At the 10-year follow-up, there were no significant differences between the Tönnis groups on any of the outcome measures. Although the differences were not statistically significant, the Tönnis grade 0 group did score consistently better on all measures; some of these differences were arguably clinically important in magnitude and may have proven statistically significant in a larger cohort. The rates of achieving MCID and PASS exhibited a similar pattern: no significant differences were identified, but the Tönnis grade 0 group consistently achieved these milestones at a higher rate, with some of the differences potentially clinically important. In the most extreme example, the mean iHOT-12 PASS rate was 71.2% for the Tönnis grade 0 group and 44.4% for the Tönnis grade 1 group. Additionally, although overall rates of secondary surgery were not significantly different, the rate of reoperation for the Tönnis grade 1 group was twice that of the Tönnis grade 0 group (29% vs 14.5%). Most of the reoperations in the Tönnis grade 1 group were conversions to THA, and the difference in THA conversion between the groups was both statistically and clinically significant, 25.8% compared with 4.8%.

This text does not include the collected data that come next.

PR #629, opened 2024-05-23
Persist queued changeAvailabilty

bWF0dGhpYXMK:
## Describe your changes
The queued changeAvailabilty.req (which is answered with scheduled) is store also in database, to be reboot safe.


lib/ocpp/v16/charge_point_impl.cpp
```diff
@@ -1350,6 +1350,11 @@ void ChargePointImpl::preprocess_change_availability_request(
             }
         }
 
+        // We store the queued request already in the database, if powerloss the "new" state is available
```
Pietfried, line 1353:
```suggestion
        // We store the queued request in the database, so in case of a powerloss the operational state is persisted.
```

Pietfried (approved):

Given these findings, it is not surprising that the authors state anecdotally that they have decreased their overall rate of primary hip arthroscopy on patients with Tönnis grade 1 osteoarthritis. As they note, the Tönnis classification is a radiographic one that can miss variations in articular degeneration that are readily visible during arthroscopy. Indeed, the Tönnis grade 1 patients had significantly worse femoral head and acetabular cartilage damage than the Tönnis grade 0 patients. Furthermore, within the Tönnis grade 1 group, the patients who went on to THA conversion had significantly worse femoral head damage than those who did not, even given the small numbers available for this subgroup analysis.
In view of the burgeoning importance of the treatment of hip disorders in orthopaedic sports medicine, Andrea Spiker joins the AJSM team of editors this month as associate editor for hip and thigh. In 2024, surgeons skilled in hip arthroscopy continue to push the limits of their craft. When labral repair is no longer feasible, labral reconstruction fills the gap. Looking beyond cam and pincer lesions, surgeon-scientists are investigating the role that factors such as femoral and acetabular version, other pelvic prominences, and the spinopelvic interface may play in various forms of impingement. Arthroscopists now venture outside the confines of the hip joint itself to repair damage to the gluteal or hamstring tendons. If hip preservation surgery follows the pattern of other areas of orthopaedic innovation, many of the new techniques will prove to be therapeutic advances, while some will be discarded as ineffective or worse. While theory and laboratory investigation can indicate potentially valuable paths to innovative treatments, clinical studies, especially long-term ones, will be the ultimate arbiter of the value of new techniques.